Beautiful looking machine, may she give you years of trouble free service.


----------



## carcajou (Jan 28, 2011)

FarmerCline said:


> I will have took again to be exact but I think it was idling 750-800 rpms.


If you keep the low idle speed up in the 800 850 rpm range, it reduces the wear on the splines on the coupler between the engine and the transmission. That is the only part i suggest you check now and then. You definitely bought yourself an awesome Christmas present.


----------



## FarmerCline (Oct 12, 2011)

carcajou said:


> If you keep the low idle speed up in the 800 850 rpm range, it reduces the wear on the splines on the coupler between the engine and the transmission. That is the only part i suggest you check now and then. You definitely bought yourself an awesome Christmas present.


 Thanks for the advice. Do I need to adjust it to idle a little faster or as long as I don't let it idle below the 800-850 rpms I'm fine? I did notice that when idling as slow as it would go it sounded like it was running a touch rough but as soon as I increased the rpms slightly it smoothed out and sounded really nice. The throttle is very responsive.


----------



## endrow (Dec 15, 2011)

Very nice tractor and definitely a good find.


----------



## carcajou (Jan 28, 2011)

FarmerCline said:


> Thanks for the advice. Do I need to adjust it to idle a little faster or as long as I don't let it idle below the 800-850 rpms I'm fine? I did notice that when idling as slow as it would go it sounded like it was running a touch rough but as soon as I increased the rpms slightly it smoothed out and sounded really nice. The throttle is very responsive.


 You're very observant , you noticed that right away. I adjusted the low idle on our tractors, easy to do.


----------



## Troy Farmer (Jul 31, 2011)

Nice machine! I hope you have many years of good service. In a few years, I hope to join the 100 plus HP club.


----------



## JD3430 (Jan 1, 2012)

Awesome machine
If I don't end up in this JCB I'm looking at, I might be looking at a bigger Deere with a Zuidberg set up on front.


----------



## OhioHay (Jun 4, 2008)

Very nice machine. Bet you can't wait for spring to roll around.


----------



## CDennyRun (Nov 26, 2015)

Congratulations on the new machine! I'm sure you'll find uses for it before spring time comes!


----------



## 6125 (Sep 14, 2009)

Farmercline should have told Rodney or I he was coming up here to buy a tractor. Maybe one of us could have bought him dinner....

Lot of local guys around here were salivating over that machine. Good on you for pulling the trigger, and hope it treats you well.


----------



## 6125 (Sep 14, 2009)

I was quite surprised this guy didn't buy it.


----------



## FarmerCline (Oct 12, 2011)

6125 said:


> Farmercline should have told Rodney or I he was coming up here to buy a tractor. Maybe one of us could have bought him dinner....
> 
> Lot of local guys around here were salivating over that machine. Good on you for pulling the trigger, and hope it treats you well.

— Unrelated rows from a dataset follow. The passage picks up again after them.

PR #314, opened 2023-10-13
Develop 245 terminator

### LINKED ISSUE #245: Create Terminator chemistry configuration and test

mattldawson:
closes #245 

Includes the analytical solution from CAM-Chem in the test for the Terminator configuration.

 I knew there were a few haytalk members close to where I was going but it was a rushed last minute trip and I didn't have time to stop.....maybe next time I'm up that way I will have more time and I could drop by. Made it up there around midnight, loaded at 8 in the morning and hit the road home.

Do you of the farm the tractor came off of? According to the dealer the owner had died and the family had it on consignment.


----------



## FarmerCline (Oct 12, 2011)

6125 said:


> I was quite surprised this guy didn't buy it.


 Well dang, I didn't know my tractor was on YouTube. I have watched some things on this guys channel before but don't keep up with it regularly. I saw the tractor advertised on tractorhouse. The dealer mentioned they had another guy very interested that might buy it but I figured they were pulling my leg since most ag salesman around here say the same thing whether it's true or not......guess it's good I didn't take too long to pull the trigger.


----------



## Lewis Ranch (Jul 15, 2013)

6125 said:


> I was quite surprised this guy didn't buy it.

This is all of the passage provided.